PR #347, opened 2019-08-30
Feature/watermark printing

achenPDFTron:


i18n/translation-en.json
```diff
@@ -213,5 +215,12 @@
     "pan": "Pan",
     "select": "Select",
     "Marquee": "Marquee Zoom"
+  },
+  "watermark": {
```
ZhijieZhang: Can you move this inside the `option` object please.

src/components/PrintModal/PrintModal.js
```diff
@@ -41,20 +42,29 @@ class PrintModal extends React.PureComponent {
     this.includeComments = React.createRef();
     this.pendingCanvases = [];
     this.state = {
+      allowWatermarkModal: false,
```
ZhijieZhang: What's this state used for? If an user has programmatically called `setWatermark` then we don't want to show the edit watermark option?

achenPDFTron: correct.

src/redux/selectors/exposedSelectors.js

• • •

_Exercise aim_: Using the listing above, show each line holding the string "ZhijieZhang".

_Exercise response_:
ZhijieZhang: Can you move this inside the `option` object please.
ZhijieZhang: What's this state used for? If an user has programmatically called `setWatermark` then we don't want to show the edit watermark option?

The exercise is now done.